■ Brief ■
Take the lines below beginning at the line that has "PR #575, opened 2022-04-04" and stopping after the line that has "Description: Easy-to-use mobile", and print them exactly as they are, with no other lines.

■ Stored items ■
BEGIN
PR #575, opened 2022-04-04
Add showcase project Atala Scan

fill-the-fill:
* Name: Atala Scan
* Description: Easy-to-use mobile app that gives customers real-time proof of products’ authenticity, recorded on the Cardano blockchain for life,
END
BEGIN
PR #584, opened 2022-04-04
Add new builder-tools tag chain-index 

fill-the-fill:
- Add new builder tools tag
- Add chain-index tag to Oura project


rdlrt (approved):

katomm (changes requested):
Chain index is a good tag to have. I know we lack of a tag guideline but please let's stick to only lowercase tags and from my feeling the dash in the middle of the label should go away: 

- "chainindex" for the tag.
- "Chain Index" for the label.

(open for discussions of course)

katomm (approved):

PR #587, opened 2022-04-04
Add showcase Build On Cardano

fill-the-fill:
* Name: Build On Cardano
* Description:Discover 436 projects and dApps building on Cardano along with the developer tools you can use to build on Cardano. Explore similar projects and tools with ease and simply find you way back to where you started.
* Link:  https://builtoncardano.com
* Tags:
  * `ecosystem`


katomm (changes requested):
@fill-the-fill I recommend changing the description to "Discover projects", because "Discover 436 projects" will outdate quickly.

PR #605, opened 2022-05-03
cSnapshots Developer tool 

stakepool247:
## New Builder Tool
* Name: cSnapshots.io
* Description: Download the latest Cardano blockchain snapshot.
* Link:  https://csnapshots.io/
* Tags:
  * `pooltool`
END
BEGIN
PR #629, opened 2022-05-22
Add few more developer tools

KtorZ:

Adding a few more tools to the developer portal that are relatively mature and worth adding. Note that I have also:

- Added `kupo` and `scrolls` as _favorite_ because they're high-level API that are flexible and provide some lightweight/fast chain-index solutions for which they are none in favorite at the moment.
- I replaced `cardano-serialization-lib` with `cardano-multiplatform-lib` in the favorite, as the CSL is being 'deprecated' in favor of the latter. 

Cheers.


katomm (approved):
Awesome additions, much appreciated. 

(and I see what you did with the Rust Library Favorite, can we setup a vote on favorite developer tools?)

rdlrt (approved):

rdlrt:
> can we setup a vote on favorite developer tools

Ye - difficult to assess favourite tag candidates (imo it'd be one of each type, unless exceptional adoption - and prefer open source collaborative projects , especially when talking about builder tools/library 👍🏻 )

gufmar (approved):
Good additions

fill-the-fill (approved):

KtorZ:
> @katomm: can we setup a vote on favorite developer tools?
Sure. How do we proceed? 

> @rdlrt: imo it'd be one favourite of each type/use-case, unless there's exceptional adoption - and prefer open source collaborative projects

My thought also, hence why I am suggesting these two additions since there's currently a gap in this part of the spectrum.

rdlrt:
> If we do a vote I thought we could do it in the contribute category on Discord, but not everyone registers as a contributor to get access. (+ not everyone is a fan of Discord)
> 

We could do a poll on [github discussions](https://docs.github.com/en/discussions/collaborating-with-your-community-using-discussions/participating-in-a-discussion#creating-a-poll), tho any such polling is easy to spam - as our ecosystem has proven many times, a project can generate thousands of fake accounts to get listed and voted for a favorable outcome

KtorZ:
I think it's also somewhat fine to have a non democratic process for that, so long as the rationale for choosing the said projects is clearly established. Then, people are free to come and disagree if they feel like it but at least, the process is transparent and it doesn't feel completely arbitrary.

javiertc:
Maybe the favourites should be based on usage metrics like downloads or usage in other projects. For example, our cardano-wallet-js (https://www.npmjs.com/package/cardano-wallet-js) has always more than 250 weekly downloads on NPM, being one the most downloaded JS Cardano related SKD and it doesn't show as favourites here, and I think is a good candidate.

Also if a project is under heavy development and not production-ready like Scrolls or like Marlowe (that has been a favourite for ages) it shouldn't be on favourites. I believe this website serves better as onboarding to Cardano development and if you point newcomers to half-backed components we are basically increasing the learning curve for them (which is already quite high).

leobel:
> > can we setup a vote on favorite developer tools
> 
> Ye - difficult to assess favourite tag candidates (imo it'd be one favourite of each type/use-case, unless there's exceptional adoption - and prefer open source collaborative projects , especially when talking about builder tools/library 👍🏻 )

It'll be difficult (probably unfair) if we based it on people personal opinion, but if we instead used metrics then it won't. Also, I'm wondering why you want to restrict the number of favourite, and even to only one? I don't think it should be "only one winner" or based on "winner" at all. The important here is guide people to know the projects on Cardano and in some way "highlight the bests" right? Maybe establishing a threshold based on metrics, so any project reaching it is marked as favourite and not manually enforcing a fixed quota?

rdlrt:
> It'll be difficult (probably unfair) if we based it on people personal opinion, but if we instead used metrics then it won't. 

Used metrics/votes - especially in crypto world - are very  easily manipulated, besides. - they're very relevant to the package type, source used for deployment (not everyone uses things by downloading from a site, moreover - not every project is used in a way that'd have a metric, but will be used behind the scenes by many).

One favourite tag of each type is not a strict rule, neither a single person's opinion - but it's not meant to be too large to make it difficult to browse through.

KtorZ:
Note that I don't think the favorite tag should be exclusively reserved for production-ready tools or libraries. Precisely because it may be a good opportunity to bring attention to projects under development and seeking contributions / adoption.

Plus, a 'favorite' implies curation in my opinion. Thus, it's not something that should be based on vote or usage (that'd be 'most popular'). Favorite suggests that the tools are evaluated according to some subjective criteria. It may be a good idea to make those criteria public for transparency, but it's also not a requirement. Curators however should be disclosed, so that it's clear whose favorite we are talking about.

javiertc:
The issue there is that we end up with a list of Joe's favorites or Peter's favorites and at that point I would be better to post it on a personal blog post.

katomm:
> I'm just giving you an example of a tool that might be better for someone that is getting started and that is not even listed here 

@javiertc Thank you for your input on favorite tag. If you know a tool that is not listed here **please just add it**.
END
■ Result below ■
PR #575, opened 2022-04-04
Add showcase project Atala Scan

fill-the-fill:
* Name: Atala Scan
* Description: Easy-to-use mobile app that gives customers real-time proof of products’ authenticity, recorded on the Cardano blockchain for life,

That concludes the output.